Saved entries
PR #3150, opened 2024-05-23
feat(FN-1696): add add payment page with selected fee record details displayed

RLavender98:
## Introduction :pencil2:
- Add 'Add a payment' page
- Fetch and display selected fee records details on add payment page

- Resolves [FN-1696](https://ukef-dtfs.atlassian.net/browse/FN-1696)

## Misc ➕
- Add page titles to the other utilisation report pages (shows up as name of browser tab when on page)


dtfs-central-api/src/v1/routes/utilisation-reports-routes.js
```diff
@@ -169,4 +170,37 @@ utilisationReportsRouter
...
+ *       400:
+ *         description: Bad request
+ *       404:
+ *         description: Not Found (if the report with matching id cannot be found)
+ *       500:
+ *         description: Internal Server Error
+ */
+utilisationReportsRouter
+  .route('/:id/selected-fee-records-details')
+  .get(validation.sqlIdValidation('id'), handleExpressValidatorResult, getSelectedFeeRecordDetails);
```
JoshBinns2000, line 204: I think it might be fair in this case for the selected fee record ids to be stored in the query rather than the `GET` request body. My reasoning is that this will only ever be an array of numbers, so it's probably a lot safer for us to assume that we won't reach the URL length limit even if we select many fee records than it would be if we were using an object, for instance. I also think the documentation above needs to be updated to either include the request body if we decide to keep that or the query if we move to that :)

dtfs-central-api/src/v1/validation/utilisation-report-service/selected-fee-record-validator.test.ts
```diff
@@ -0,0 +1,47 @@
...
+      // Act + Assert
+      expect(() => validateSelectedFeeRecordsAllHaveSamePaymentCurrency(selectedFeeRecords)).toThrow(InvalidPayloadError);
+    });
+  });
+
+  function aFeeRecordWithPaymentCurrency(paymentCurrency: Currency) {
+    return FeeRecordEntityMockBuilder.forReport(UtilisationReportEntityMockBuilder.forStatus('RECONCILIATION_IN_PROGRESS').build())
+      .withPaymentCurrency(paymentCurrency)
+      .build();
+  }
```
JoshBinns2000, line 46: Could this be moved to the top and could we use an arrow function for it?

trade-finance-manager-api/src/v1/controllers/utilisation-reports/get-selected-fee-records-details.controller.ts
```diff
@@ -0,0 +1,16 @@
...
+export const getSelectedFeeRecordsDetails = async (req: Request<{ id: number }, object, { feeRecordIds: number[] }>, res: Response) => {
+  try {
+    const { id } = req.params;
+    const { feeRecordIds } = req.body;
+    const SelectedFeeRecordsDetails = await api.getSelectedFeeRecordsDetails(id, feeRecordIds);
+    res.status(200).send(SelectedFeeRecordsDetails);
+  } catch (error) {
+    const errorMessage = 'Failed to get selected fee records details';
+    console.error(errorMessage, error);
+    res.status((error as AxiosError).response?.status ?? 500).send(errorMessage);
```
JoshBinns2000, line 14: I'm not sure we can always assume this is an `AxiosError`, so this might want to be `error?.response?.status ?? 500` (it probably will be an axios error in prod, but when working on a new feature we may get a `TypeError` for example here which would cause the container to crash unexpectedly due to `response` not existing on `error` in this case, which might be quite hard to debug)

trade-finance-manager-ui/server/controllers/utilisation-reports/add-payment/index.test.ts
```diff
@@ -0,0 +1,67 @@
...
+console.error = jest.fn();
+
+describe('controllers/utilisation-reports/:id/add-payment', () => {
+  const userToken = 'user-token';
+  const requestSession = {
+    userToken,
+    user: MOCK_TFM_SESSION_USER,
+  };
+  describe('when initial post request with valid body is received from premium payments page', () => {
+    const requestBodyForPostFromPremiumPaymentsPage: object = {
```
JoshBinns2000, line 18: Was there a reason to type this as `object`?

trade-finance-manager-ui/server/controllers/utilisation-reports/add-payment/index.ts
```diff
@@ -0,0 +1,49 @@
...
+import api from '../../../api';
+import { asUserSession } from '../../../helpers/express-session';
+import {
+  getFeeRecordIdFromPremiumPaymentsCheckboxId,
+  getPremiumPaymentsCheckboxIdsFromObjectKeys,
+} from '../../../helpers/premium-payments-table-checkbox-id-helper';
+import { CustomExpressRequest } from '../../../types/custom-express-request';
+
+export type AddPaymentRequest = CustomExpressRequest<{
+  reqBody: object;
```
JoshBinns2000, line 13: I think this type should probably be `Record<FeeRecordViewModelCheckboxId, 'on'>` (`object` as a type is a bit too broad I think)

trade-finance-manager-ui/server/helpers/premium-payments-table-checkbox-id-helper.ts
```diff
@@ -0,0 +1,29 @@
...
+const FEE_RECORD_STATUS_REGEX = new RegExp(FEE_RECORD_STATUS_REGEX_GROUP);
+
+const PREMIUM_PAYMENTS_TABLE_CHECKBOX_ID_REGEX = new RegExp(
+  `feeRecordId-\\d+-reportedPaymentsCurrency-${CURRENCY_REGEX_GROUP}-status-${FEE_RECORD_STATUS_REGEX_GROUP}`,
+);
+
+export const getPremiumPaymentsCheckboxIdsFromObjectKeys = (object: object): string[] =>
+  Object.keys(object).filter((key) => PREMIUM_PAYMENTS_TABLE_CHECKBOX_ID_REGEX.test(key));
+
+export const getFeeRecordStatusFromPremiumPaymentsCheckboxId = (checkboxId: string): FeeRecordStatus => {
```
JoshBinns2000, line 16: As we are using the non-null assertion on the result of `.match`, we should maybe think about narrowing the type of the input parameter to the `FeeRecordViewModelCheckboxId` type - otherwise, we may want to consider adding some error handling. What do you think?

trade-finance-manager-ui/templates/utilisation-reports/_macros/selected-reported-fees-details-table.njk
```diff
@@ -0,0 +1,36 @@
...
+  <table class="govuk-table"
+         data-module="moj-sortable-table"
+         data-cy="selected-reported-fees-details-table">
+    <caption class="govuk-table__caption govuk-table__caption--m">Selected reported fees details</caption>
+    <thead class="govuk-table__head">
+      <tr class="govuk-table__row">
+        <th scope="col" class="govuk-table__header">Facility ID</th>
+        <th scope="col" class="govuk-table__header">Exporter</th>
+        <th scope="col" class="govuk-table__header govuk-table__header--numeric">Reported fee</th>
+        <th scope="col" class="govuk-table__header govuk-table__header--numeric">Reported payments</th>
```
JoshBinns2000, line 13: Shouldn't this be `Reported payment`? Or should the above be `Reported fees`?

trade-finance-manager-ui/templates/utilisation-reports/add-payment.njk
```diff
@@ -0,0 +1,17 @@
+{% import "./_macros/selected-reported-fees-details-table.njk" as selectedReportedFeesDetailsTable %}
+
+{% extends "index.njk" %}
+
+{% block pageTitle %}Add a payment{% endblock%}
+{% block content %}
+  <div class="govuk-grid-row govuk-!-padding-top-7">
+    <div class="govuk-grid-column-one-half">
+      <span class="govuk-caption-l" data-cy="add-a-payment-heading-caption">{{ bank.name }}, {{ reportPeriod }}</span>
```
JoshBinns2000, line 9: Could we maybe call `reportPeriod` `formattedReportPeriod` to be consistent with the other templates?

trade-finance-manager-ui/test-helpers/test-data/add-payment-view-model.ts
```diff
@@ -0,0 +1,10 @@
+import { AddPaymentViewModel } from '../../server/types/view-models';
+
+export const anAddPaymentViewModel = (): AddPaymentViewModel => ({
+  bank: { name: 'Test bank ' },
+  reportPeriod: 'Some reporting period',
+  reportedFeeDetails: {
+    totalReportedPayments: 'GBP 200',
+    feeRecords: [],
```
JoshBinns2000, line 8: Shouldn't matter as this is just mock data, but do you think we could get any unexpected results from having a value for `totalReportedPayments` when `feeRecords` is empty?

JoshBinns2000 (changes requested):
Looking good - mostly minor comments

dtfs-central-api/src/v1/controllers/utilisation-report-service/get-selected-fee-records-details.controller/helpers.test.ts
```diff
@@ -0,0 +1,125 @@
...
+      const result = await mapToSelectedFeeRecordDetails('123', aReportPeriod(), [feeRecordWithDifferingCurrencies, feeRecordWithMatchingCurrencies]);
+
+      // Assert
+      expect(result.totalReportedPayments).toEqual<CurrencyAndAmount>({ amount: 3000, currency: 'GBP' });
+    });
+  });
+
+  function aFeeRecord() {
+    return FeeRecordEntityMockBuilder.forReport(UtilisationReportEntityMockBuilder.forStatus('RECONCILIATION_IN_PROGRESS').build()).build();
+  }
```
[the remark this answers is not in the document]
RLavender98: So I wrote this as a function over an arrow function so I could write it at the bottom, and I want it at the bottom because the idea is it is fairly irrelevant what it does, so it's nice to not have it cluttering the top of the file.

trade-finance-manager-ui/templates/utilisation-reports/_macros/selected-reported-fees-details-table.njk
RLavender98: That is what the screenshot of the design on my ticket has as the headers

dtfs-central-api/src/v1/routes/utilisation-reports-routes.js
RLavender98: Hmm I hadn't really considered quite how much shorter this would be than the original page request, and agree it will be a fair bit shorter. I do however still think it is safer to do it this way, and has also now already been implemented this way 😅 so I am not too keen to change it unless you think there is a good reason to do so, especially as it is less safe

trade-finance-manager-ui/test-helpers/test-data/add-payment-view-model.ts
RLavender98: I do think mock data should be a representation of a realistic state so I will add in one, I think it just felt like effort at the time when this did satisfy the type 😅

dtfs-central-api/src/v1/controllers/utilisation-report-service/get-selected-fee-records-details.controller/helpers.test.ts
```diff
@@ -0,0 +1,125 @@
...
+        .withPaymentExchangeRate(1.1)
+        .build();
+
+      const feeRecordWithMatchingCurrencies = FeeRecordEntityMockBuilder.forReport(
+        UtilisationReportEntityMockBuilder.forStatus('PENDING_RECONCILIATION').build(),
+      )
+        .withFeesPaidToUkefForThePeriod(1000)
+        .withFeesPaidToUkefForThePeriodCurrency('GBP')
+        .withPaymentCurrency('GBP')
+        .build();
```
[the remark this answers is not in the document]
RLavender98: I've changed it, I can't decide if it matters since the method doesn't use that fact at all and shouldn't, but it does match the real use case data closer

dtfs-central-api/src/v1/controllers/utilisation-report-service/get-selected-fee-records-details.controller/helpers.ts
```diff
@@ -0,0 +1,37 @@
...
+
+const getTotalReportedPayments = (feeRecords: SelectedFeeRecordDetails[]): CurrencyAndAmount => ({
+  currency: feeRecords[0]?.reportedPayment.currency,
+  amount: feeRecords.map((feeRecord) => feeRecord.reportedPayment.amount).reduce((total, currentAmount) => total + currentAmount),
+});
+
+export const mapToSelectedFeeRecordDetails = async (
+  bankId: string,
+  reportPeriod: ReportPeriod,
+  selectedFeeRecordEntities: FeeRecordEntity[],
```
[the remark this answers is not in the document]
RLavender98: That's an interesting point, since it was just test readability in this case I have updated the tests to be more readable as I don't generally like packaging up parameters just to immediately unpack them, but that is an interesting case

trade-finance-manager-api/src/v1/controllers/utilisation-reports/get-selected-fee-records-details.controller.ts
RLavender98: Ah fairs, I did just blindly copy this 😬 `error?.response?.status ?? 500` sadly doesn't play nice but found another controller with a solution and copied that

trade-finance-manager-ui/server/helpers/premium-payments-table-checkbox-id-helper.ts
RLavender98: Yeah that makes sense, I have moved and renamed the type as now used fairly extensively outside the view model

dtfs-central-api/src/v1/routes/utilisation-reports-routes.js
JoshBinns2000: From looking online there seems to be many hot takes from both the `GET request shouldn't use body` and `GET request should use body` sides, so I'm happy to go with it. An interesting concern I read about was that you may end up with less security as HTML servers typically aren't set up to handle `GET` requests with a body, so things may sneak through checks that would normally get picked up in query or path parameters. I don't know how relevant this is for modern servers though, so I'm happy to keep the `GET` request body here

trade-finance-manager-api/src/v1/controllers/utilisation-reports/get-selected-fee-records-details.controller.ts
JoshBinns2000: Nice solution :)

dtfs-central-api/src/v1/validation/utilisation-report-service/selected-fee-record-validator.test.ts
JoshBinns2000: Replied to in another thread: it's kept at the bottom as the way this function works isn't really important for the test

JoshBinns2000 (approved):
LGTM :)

▶ TRY IT: Looking at the entries above, count each line that includes the string "really" and give only the total.

▶ WRITTEN ANSWER: 2